___ AVAILABLE DATA

PR #5020, opened 2025-04-21
Pluggable invoice transmission methods

raphaelm:
This PR does two main things:

1. It creates an abstract concept of invoice transmissions that allows us to add e-invoicing methods for other countries.
2. It moves the "send invoice to another address than order.email" from the banktransfer plugin to core. At the moment, it removes the functionality to request the invoice to be sent *after* the order was placed in self-service, because that doesn't really make sense with making the recipient address part of the invoice address and also doesn't make much sense for other transmission methods. If there is demand, we can add it back in later as a special case.

I have not yet created any transmission providers other than email because some other problems need to be solved first that are more related to invoice rendering and outside of the scope of this PR. For testing, you can use e.g. this stub plugin:
https://github.com/pretix/pretix-einvoice-italy/blob/main/pretix_einvoice_italy/provider.py

See also the dummy implementations in src/tests/testdummy/signals.py of this PR

---

- [x] Define transmission types
  - [x] email
  - [x] peppol
  - [x] SdI
- [x] Allow plugins to define transmission providers
- [x] Only show transmission types with an active providers
- [x] Render fields in invoice address form
  - [x] conditionally handle visibility and requirement of fields
  - [x] input validation
  - [x] test checkout
  - [x] test changing order in frontend
  - [x] test changing order in backend
  - [x] enforcement for specific provider (eg only SdI in Italy)
- [x] Render field contents when showing invoice address
  - [x] confirm step
  - [x] frontend order view
  - [x] backend order view
- [x] Addresses in API
- [x] Check integration with saved addresses in customer account
- [x] Simplify form by hiding transmission method choice if only email is available
- [x] Backend settings
  - [x] Choice of transmission types
  - [x] Choice of transmission providers
- [x] Actually transmit invoices
- [x] Show transmission status in backend
- [x] Allow manual retransmission
- [x] How to deal with invoice_email_attachment=False setting
- [x] backwards compatibility with new email field for people who don't use pretix for invoice sending
- [x] Lots of tests
  - [x] New API behavior
    - [x] Setting invoice address
    - [x] (Re)transmission
  - [x] (Re)transmission in backend
  - [x] Form rendering and validation
  - [x] JS helper
  - [x] Emailing of invoices to other addresses during purchase etc
    - [x] order
    - [x] approve
    - [x] paid
    - [x] cancel
    - [x] change
  - [x] No duplicate emails during purchase etc
  - [x] Invoices being marked as sent after email is out
- [x] Transmission status in API
- [x] Retransmission in API
- [x] Update API docs
- [x] Add plugin docs
- [x] Resolve TODOs in code
- [x] Handle test mode invoices
- [x] Remove old mechanism from banktransfer
  - [x] Remove code
  - [x] Migrate texts from old to new mechanism
- [ ] update plugins that use addressform.js
  - [ ] resellers
  - [ ] shipping

later

- [ ] Figure out how to correctly handle PDF vs non-PDF invoices (stamp/text on PDF, add xml field)
- [ ] Allow buyers to retransmit again?
- [x] Check dealing with optional invoice addresses and transmission types that require one
   - [ ] Tests


src/pretix/base/services/invoices.py
```diff
@@ -551,3 +575,99 @@ def send_invoices_to_organizer(sender, **kwargs):
...
+            invoice.save(update_fields=["transmission_status", "transmission_date"])
+            transmit_invoice.apply_async(args=(invoice.event_id, invoice.pk, True))
+
+
+@receiver(signal=periodic_task)
+@scopes_disabled()
+def send_pending_invoices(sender, **kwargs):
+    with transaction.atomic():
+        # Transmit all invoices that have not been transmitted by another process within
+        # the last hour (TODO: consider backwards-compatibility of this, maybe exclude email)
```
raphaelm: Happy about feedback here. In the past it was possible to create a invoice in the backend and only send it out manually but never have the system send it. Should we retain that behavior and exclude email here?

src/pretix/base/forms/questions.py
```diff
@@ -1250,6 +1258,51 @@ def __init__(self, *args, **kwargs):
...
                     v.widget.attrs['autocomplete'] = 'section-invoice billing ' + autocomplete
 
+        self.fields['is_business'].widget.attrs['data-trigger-address-info'] = 'on'
+        self.fields['transmission_type'] = forms.ChoiceField(
+            label=_('Invoice transmission method'),
+            choices=[
+                (t.identifier, t.public_name) for t in get_transmission_types()
+            ]
+        )
+        self.fields['transmission_type'].widget.attrs['data-trigger-address-info'] = 'on'
```
luelista: as this field is implicitly marked as required, invoice address fields will be switched to required by addressform.js (isAnyRequired will be true).

easiest fix is to move this block before line 1215 `if not self.address_required or self.all_optional:` so it gets affected by the `required = False` magic.

doc/api/resources/invoices.rst
```diff
@@ -119,6 +128,79 @@ internal_reference                    string                     Customer's refe
...
+transmission_email_address            string                     Required when ``transmission_email_other`` is set,
+                                                                 ignored otherwise. The email address that the invoice
+                                                                 should be sent to.
+===================================== ========================== =======================================================
+
+PEPPOL
+""""""
+
+The identifier ``"peppol"`` represents the transmission of XML invoices through the `PEPPOL`_ network.
+This is only availble for business addresses.
```
luelista:
```suggestion
This is only available for business addresses.
```

doc/api/resources/invoices.rst
```diff
@@ -119,6 +128,79 @@ internal_reference                    string                     Customer's refe
...
+Field                                 Type                       Description
+===================================== ========================== =======================================================
+transmission_peppol_participant_id    string                     Required. The PEPPOL participant ID of the recipient.
+===================================== ========================== =======================================================
+
+Italian Exchange System
+"""""""""""""""""""""""
+
+The identifier ``"it_sdi"`` represents the transmission of XML invoices through the `Sistema di Interscambio`_ network used in Italy.
+This is only availble for addresses with country ``"IT"``.
```
luelista:
```suggestion
This is only available for addresses with country ``"IT"``.
```

src/pretix/base/forms/questions.py
```diff
@@ -1303,6 +1356,36 @@ def clean(self):
...
+
+                self.instance.transmission_type = transmission_type.identifier
+                self.instance.transmission_info = {
+                    k: data.get(k) for k in transmission_type.invoice_address_form_fields
+                }
+            elif transmission_type.exclusive:
+                if transmission_type.is_available(self.event, data.get("country"), data.get("is_business")):
+                    raise ValidationError({
+                        "transmission_type": "The transmission type '%s' must be used for this country or address type." % (
+                            transmission_type.identifier,
```
luelista:
```suggestion
                            transmission_type.public_name,
```

luelista (commented):
A few remarks from a first look into it (mostly into the TransmissionType / TransmissionProvider structure, and the UI – not so much into the changes to email sending etc.)

src/pretix/control/templates/pretixcontrol/event/invoicing.html
```diff
@@ -59,6 +60,99 @@ <h1>{% trans "Invoice settings" %}</h1>
                 {% bootstrap_field form.invoice_renderer_highlight_order_code layout="control" %}
                 {% bootstrap_field form.invoice_eu_currencies layout="control" %}
             </fieldset>
+            <fieldset>
+                <legend>{% trans "Invoice transmission" %}</legend>
+                <p class="help-block">
```
luelista:
```suggestion
                <p>
```
The gray text color makes it a bit hard to read

src/pretix/control/templates/pretixcontrol/event/invoicing.html
```diff
@@ -59,6 +60,99 @@ <h1>{% trans "Invoice settings" %}</h1>
...
+                    {% blocktrans trimmed %}
+                        pretix can transmit invoices using different transmission methods. Different transmission methods
+                        might be required depending on country and industry. By default, sending invoices as PDF files
+                        via email is always available. Other types of transmission can be added by plugins.
+                    {% endblocktrans %}
+                </p>
+                <p class="help-block">
```
luelista:
```suggestion
                <p>
```

doc/api/resources/invoices.rst
```diff
@@ -119,6 +128,79 @@ internal_reference                    string                     Customer's refe
...
+
+===================================== ========================== =======================================================
+Field                                 Type                       Description
+===================================== ========================== =======================================================
+transmission_email_other              boolean                    Optional. Whether the invoice should be transmitted to
+                                                                 an email address other than the order email address.
+                                                                 Business customers only.
+transmission_email_address            string                     Required when ``transmission_email_other`` is set,
+                                                                 ignored otherwise. The email address that the invoice
+                                                                 should be sent to.
```
luelista: This feels a bit redundant, why not just check whether `transmission_email_address` is set or not?

Edit: At second glance, it's probably to get the checkbox + textbox UI? It might be better to add the checkbox in some other way (e.g. using Javascript in the frontend? or a Form Field type with template which contains a checkbox toggling the field?). I think it complicates the logic in other places, because we need to make sure the two fields fit correctly. Also, it's a bit unwieldy in the Order details in backend:
image

src/pretix/base/services/invoices.py
luelista: "within the last hour" - not sure if the comment is or wrong, or just somehow confusing to me, but the code below transmits only invoices that are older than an hour, not the invoices created within the last hour?

luelista (changes requested):
Now I also went through the email logic, there are a few inconsistencies left around reissuing/sending mails through the backend:

- wenn man bei einer Rechnung "Retransmit" klickt und keine abweichende Rechnungs-Email angegeben ist, geht trotzdem die "wir darum gebeten wurden, Ihnen die Rechnung weiterzuleiten" Nachricht raus (kann ggf etwas verwirrend sein)

  ...evtl reicht Nachricht anpassen und etwas allgemeiner formulieren? (auf Deutsch fehlt in der Nachricht außerdem ein komma vor dem "weil", aber die scheint schon älter zu sein)

- wenn man "Email invoices" klickt, geht die Nachricht immer an die Bestellungs-Email (auch wenn abweichende Rechnungs-Email gesetzt), und die Rechnung wird trotzdem als "Transmitted" gesetzt

- Die Rechnungs-E-Mails aus dem EmailTransmissionProvider tauchen nicht unter "View email history" auf

src/pretix/base/services/invoices.py
raphaelm: I think you overread the "not"

src/pretix/static/pretixbase/js/addressform.js
```diff
@@ -1,83 +1,119 @@
...
+                var selected_state = dependents.state.prop("data-selected-value");
+                if (selected_state) dependents.state.prop("data-selected-value", "");
+                dependents.state.find("option:not([value=''])").remove();
+                if (data.data.length > 0) {
+                    $.each(data.data, function (k, s) {
+                        var o = $("<option>").attr("value", s.code).text(s.name);
+                        if (selected_state === s.code) o.prop("selected", true);
+                        dependents.state.append(o);
+                    });
                 }
```
luelista:
```suggestion
                $.each(data.data, function (k, s) {
                    var o = $("<option>").attr("value", s.code).text(s.name);
                    if (selected_state === s.code) o.prop("selected", true);
                    dependents.state.append(o);
                });
```

src/pretix/static/pretixbase/js/addressform.js
```diff
@@ -1,83 +1,119 @@
...
-                    if (selected_value) dependents.state.prop("data-selected-value", "");
-                    dependents.state.find("option:not([value=''])").remove();
-                    if (data.data.length > 0) {
-                        $.each(data.data, function (k, s) {
+
+                if (dependents.transmission_type) {
+                    var selected_transmission_type = dependents.transmission_type.prop("data-selected-value");
+                    if (selected_transmission_type) dependents.transmission_type.prop("data-selected-value", "");
+                    dependents.transmission_type.find("option:not([value=''])").remove();
+                    if (data.transmission_types.length > 0) {
```
luelista:
```suggestion
```

src/pretix/static/pretixbase/js/addressform.js
```diff
@@ -1,83 +1,119 @@
...
+                        $.each(data.transmission_types, function (k, s) {
                             var o = $("<option>").attr("value", s.code).text(s.name);
-                            if (selected_value == s.code) o.prop("selected", true);
-                            dependents.state.append(o);
+                            if (selected_transmission_type === s.code) {
+                                o.prop("selected", true);
+                            }
+                            dependents.transmission_type.append(o);
                         });
                     }
```
luelista, line 65:
```suggestion
```

src/pretix/base/services/invoices.py
```diff
@@ -649,26 +656,52 @@ def transmit_invoice(sender, invoice_id, allow_retransmission=True, **kwargs):
...
+                data={
+                    "full_invoice_no": invoice.full_invoice_no,
+                    "transmission_provider": None,
+                    "transmission_type": invoice.transmission_type,
+                    "data": {
+                        "reason": "no_provider",
+                    },
+                }
+            )
+        return
```
luelista: I don't like the idea of choosing a different provider in test-mode vs. production, because that somewhat defeats testing. I'd rather use the same selection logic anyway, and just fail if the provider that would be selected in production doesn't support test mode:
```suggestion
            provider = p
            break

    if not provider:
        invoice.transmission_status = Invoice.TRANSMISSION_STATUS_FAILED
        invoice.transmission_date = now()
        invoice.save(update_fields=["transmission_status", "transmission_date"])
        invoice.order.log_action(
            "pretix.event.order.invoice.sending_failed",
            data={
                "full_invoice_no": invoice.full_invoice_no,
                "transmission_provider": None,
                "transmission_type": invoice.transmission_type,
                "data": {
                    "reason": "no_provider",
                },
            }
        )
        return

    if invoice.order.testmode and not provider.testmode_supported:
        invoice.transmission_status = Invoice.TRANSMISSION_STATUS_TESTMODE_IGNORED
        invoice.transmission_date = now()
        invoice.save(update_fields=["transmission_status", "transmission_date"])
        invoice.order.log_action(
            "pretix.event.order.invoice.testmode_ignored",
            data={
                "full_invoice_no": invoice.full_invoice_no,
                "transmission_provider": None,
                "transmission_type": invoice.transmission_type,
            }
        )
        return

```

src/pretix/base/invoicing/transmission.py
```diff
@@ -119,6 +127,13 @@ def verbose_name(self):
         """
         raise NotImplementedError
 
+    @property
+    def testmode_supported(self) -> bool:
+        """
+        Whether testmode invoices may be passed to this provider.
+        """
+        return True
```
luelista:
```suggestion
        return False
```
I think providers should have to explicitly declare support, either by defaulting to False or raising an exception here.

src/pretix/base/forms/questions.py
raphaelm: Good catch, unfortunately with some bad implications. I now needed to implement something I wanted to do post-PR: Solving the conflict between invoice_address_required=False and "it's impossible to create a Peppol or Italien invoice without the address". However, with email it might be in the interest of the organizer to create invoices even without address.

I don't think there's a perfect solution. I've now implemented a "empty" option for the transmission type that is only selectable when the address is completely empty (and treated like "email" by the backend for backwards compatibility). The UI isn't perfect, but I think it's the best we can do with the different customs in different countries.

In Italy, it would be common to first ask the user "Do you need an invoice?" and if they say no, don't ask for the form at all. In Germany, however, we want to be able to create invoices even when the customer doesn't add an address, so it's weird to ask "Do you need an invoice?" and when they say no, send them one anyways.

I think it's "acceptable" now and an area that we'll need to improve on in the future once we know real-world cases better. Might even need additional plugin hooks to decide when an invoice is creatable.

doc/api/resources/invoices.rst
raphaelm: I reduced it to an implementation detail on the form layer. The order details still look a bit unwieldly, but I don't have a quick idea for that that generalizes well.

raphaelm:
Hosted migration plan:

Before code deploy
```

BEGIN;

ALTER TABLE "pretixbase_invoice"
    RENAME COLUMN "sent_to_customer" TO "transmission_date";
ALTER TABLE "pretixbase_invoice"
    ADD COLUMN "sent_to_customer" timestamp with time zone DEFAULT '1970-01-01T00:00:00+00:00'::timestamptz NULL;
ALTER TABLE "pretixbase_invoice"
    ADD COLUMN "invoice_to_transmission_info" jsonb NULL;
ALTER TABLE "pretixbase_invoice"
    ADD COLUMN "transmission_info" jsonb NULL;
ALTER TABLE "pretixbase_invoice"
    ADD COLUMN "transmission_provider" varchar(255) NULL;
ALTER TABLE "pretixbase_invoice"
    ADD COLUMN "transmission_status" varchar(255) DEFAULT 'unknown' NOT NULL;
ALTER TABLE "pretixbase_invoice"
    ADD COLUMN "created" timestamp with time zone NULL;
ALTER TABLE "pretixbase_invoice"
    ADD COLUMN "invoice_to_is_business" boolean NULL;
ALTER TABLE "pretixbase_invoice"
    ADD COLUMN "transmission_type" varchar(255) DEFAULT 'email' NOT NULL;
ALTER TABLE "pretixbase_invoiceaddress"
    ADD COLUMN "transmission_info" jsonb NULL;
ALTER TABLE "pretixbase_invoiceaddress"
    ADD COLUMN "transmission_type" varchar(255) DEFAULT 'email' NOT NULL;

INSERT INTO pretixbase_event_settingsstore (object_id, key, value)
SELECT object_id, 'mail_text_order_invoice', value
FROM pretixbase_event_settingsstore
WHERE key = 'payment_banktransfer_invoice_email_text';

INSERT INTO pretixbase_event_settingsstore (object_id, key, value)
SELECT object_id, 'mail_subject_order_invoice', value
FROM pretixbase_event_settingsstore
WHERE key = 'payment_banktransfer_invoice_email_subject';

INSERT INTO django_migrations (app, name, applied) VALUES ('pretixbase', '0288_invoice_transmission', NOW());

COMMIT;
```

Then carefully, before code deploy:
```
UPDATE pretixbase_invoice
SET transmission_status = 'completed'
WHERE id IN (SELECT id from pretixbase_invoice WHERE transmission_date IS NOT NULL AND transmission_status != 'completed' LIMIT 50000);
```

After code deploy
```
BEGIN;
UPDATE pretixbase_invoice
SET transmission_status = 'completed', transmission_date = sent_to_customer
WHERE transmission_date IS NULL AND sent_to_customer > '2025-08-19T00:00:00Z'::timestamptz;

ALTER TABLE "pretixbase_invoice"
    DROP COLUMN "sent_to_customer";
COMMIT;

DELETE
FROM pretixbase_event_settingsstore
WHERE key = 'payment_banktransfer_invoice_email_subject';

DELETE
FROM pretixbase_event_settingsstore
WHERE key = 'payment_banktransfer_invoice_email_text';

```

After: delete hierarkey caches

```
from django.core.cache import cache

for event in Event.objects.only("id"):
    cache.delete('hierarkey_{}_{}'.format('event', event.id))
```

______

#### EXERCISE OBJECTIVE:
Nothing but the lines from the first line of the data through the line with "1. It creates" should be returned, exactly as they appear, both ends included.

#### PROBLEM SOLUTION:
PR #5020, opened 2025-04-21
Pluggable invoice transmission methods

raphaelm:
This PR does two main things:

1. It creates an abstract concept of invoice transmissions that allows us to add e-invoicing methods for other countries.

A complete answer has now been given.